From the records below, copy each line in which the string "service" occurs.

---------- Dataset entries ----------

PR #19160, opened 2024-11-07
[ds-fusion]Add support for fusion operations in GetLoopInductionVariableIndex

shraiysh:
After optimizations, while loop analysis was unable to handle the fused operations, primarily for GetLoopInductionVariableIndex and ComputeWhileLoopTripCount. This patch handles only GetloopInductionVariableIdx.

If the GetGTEOperandIndex function fails to find a precise GTE operand, we try to deduce the unique dependence by using the HloExtractor.

### DIFF
--- a/xla/hlo/analysis/BUILD
+++ b/xla/hlo/analysis/BUILD
@@ -145,10 +145,12 @@ cc_library(
         "//xla/hlo/utils:hlo_query",
         "//xla/service:collective_ops_utils",
         "//xla/service:pattern_matcher",
+        "//xla/tools:hlo_extractor",
         "@com_google_absl//absl/base",
         "@com_google_absl//absl/container:flat_hash_map",
         "@com_google_absl//absl/log",
         "@com_google_absl//absl/log:check",
+        "@com_google_absl//absl/algorithm:container",
     ],
 )
 
--- a/xla/hlo/analysis/while_loop_analysis.cc
+++ b/xla/hlo/analysis/while_loop_analysis.cc
@@ -18,7 +18,10 @@ limitations under the License.
 #include <algorithm>
 #include <cmath>
 #include <cstdint>
+#include <memory>
+#include <optional>
 
+#include "absl/algorithm/container.h"
 #include "absl/base/casts.h"
 #include "absl/container/flat_hash_map.h"
 #include "absl/log/check.h"
@@ -35,6 +38,7 @@ limitations under the License.
 #include "xla/service/collective_ops_utils.h"
 #include "xla/service/pattern_matcher.h"
 #include "xla/shape_util.h"
+#include "xla/tools/hlo_extractor.h"
 
 namespace xla {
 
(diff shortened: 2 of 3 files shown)


shraiysh:
This is another attempt at #18765. There is a fast path now, that relies on exact pattern matching. If the pattern matching is successful, then the slower version of extraction is not used. This should help with the timeouts.

akuegel (changes requested):
Maybe the fast path would already help for those timeouts we have seen, but I think you are still not guarding about a while loop conditional that is conceptually like this:

Shape s32[10000000]
while loop body does divide by 2
while loop condition does a reduction and checks whether the sum of values in the tensor is 0.
This will be a quite expensive conditional computation that we probably don't want to evaluate during while loop analysis. My suggested fix is to never allow calling the Evaluator if there is any non-scalar shape involved. Can you please add a guard like that?

shraiysh:
> Maybe the fast path would already help for those timeouts we have seen, but I think you are still not guarding about a while loop conditional that is conceptually like this:
> 
> Shape s32[10000000] while loop body does divide by 2 while loop condition does a reduction and checks whether the sum of values in the tensor is 0. This will be a quite expensive conditional computation that we probably don't want to evaluate during while loop analysis. My suggested fix is to never allow calling the Evaluator if there is any non-scalar shape involved. Can you please add a guard like that?

I am not making any changes to the evaluation workflow for the computation of while loop -- that is done in the while loop trip count functions, that I have not edited (except making them stricter with the pattern they were already expecting). This patch does not actually execute the HLO instructions. This only deals with extracting the HLO and deciding whether the only dependence is on the induction variable or not. I thought I will do the changes for evaluation in a separate patch so that this lands in a clean fashion.

akuegel:
> I am not making any changes to the evaluation workflow for the computation of while loop -- that is done in the while loop trip count functions, that I have not edited (except making them stricter with the pattern they were already expecting). This patch does not actually execute the HLO instructions. This only deals with extracting the HLO and deciding whether the only dependence is on the induction variable or not. I thought I will do the changes for evaluation in a separate patch so that this lands in a clean fashion.

I think your change makes it much more likely that we will evaluate the condition computation. It is quite likely that we didn't need any guards so far because not supporting fusion instructions already acted as a guard. I agree that maybe it would be better to add such a guard in a separate PR, but that one would have to land first before we can land this one.

shraiysh:
> I think your change makes it much more likely that we will evaluate the condition computation. It is quite likely that we didn't need any guards so far because not supporting fusion instructions already acted as a guard. I agree that maybe it would be better to add such a guard in a separate PR, but that one would have to land first before we can land this one.

Added it in #19194.

akuegel:
> > I think your change makes it much more likely that we will evaluate the condition computation. It is quite likely that we didn't need any guards so far because not supporting fusion instructions already acted as a guard. I agree that maybe it would be better to add such a guard in a separate PR, but that one would have to land first before we can land this one.
> 
> Added it in #19194.

Thank you, I will review it on Monday, today it is already end of work time for me.

fhoushmand (approved):

akuegel:
I verified that this PR now does not trigger the timeouts anymore. Also, I found out why we were hitting the timeouts before. HloExtractor has a performance bug in FinishVisit() method, I am fixing that now and that alone would have already fixed the issue. But still good that we have the other guard, too.

shraiysh:
> I verified that this PR now does not trigger the timeouts anymore. Also, I found out why we were hitting the timeouts before. HloExtractor has a performance bug in FinishVisit() method, I am fixing that now and that alone would have already fixed the issue. But still good that we have the other guard, too.

Oh, that's good to know. I suspected that there could be issues with HloExtractor. Thanks for looking into it :)

akuegel:
> Do we know why this was reverted @akuegel @fhoushmand ?

This time it was not due to timeouts, but due to a verifier error. It points to a shape mismatch, so probably a missing check somewhere. I will try to extract a reproducer.

akuegel:
> > Do we know why this was reverted @akuegel @fhoushmand ?
> 
> This time it was not due to timeouts, but due to a verifier error. It points to a shape mismatch, so probably a missing check somewhere. I will try to extract a reproducer.

So far I narrowed it down to the WhileLoopFusibleSinking pass. When I disable that pass, the problem goes away, so I guess this pass has some assumption that only holds for trivial pattern matching. Will now look at the code of the pass if I see something.

akuegel:
Rolled forward in https://github.com/openxla/xla/commit/f25e9a00b48a083ede7f2075f16ca50aebf280a0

----------

# [Expected output]
         "//xla/service:collective_ops_utils",
         "//xla/service:pattern_matcher",
 #include "xla/service/collective_ops_utils.h"
 #include "xla/service/pattern_matcher.h"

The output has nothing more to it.